The Ontario government is now emphasizing the steps it is taking to make schools safer: high-quality masks for all teachers, more HEPA filters in classrooms, accelerated booster shots for educators, PCR tests for symptomatic students. It has also relaxed rules that previously limited the number of days retired teachers could work as supply teachers in anticipation of absences because of the prevalence of Omicron, though it is doubtful many pension-aged individuals will want to step into classrooms of students where the regular teacher is off sick.

These measures may or may not stave off major outbreaks in schools and classrooms (and we may never know since PCR testing has been limited and schools will no longer be routinely informing students of a positive case in their classrooms, according to the latest guidance from the Ministry of Health).
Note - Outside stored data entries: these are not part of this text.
PR #68, opened 2024-07-26
Update demo loops to configure multiprocessing start method

MattIrv:
This makes it easy to reproduce and test the issues in https://github.com/GoogleCloudPlatform/dataflux-pytorch/issues/58. 

I confirmed that the following fails right now:

- "spawn", with or without an initial client set
- "forkserver", with or without an initial client set

When I pulled in Akansha's PR https://github.com/GoogleCloudPlatform/dataflux-pytorch/pull/67, the above scenarios only fail when I set the initial client.

I also had to pull the `read_image_modified` definition out of inline since it couldn't be picked in that case.

- [x] Tests pass

### DIFF
--- a/demo/list-and-download/iterable/simple_iterable_dataset.py
+++ b/demo/list-and-download/iterable/simple_iterable_dataset.py
@@ -16,8 +16,10 @@
 
 import argparse
 import logging
+import multiprocessing
 import time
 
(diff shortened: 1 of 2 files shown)


akansha1812 (approved):
Thanks Matt!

But they still do not explain why it was necessary keep kids out of school for the first two weeks of January. After all, the province already had two weeks for the Christmas holiday during which it could have procured N95 masks, prioritized educators for boosters and sent HEPA filters to schools.

Mr. Ford could almost be forgiven for jerking kids around for two years – for subjecting children and their parents to the enormous emotional strain of enduring instability, among other things – if it was apparent that these decisions were being made because of an unyielding fidelity to precautionary principles. These decisions still would have largely neglected the mental-health effects of rolling lockdowns and school closings, but at least they would’ve been rooted in a genuine desire to preserve the physical health of the greatest number of people in Ontario. The absence of a clear, empirical explanation for closing schools in January – and, even more conspicuously, for announcing they will open now, as hospitalizations are climbing – indicates that something else is driving these decisions. It’s pandemic planning by polling, with children as the collateral damage.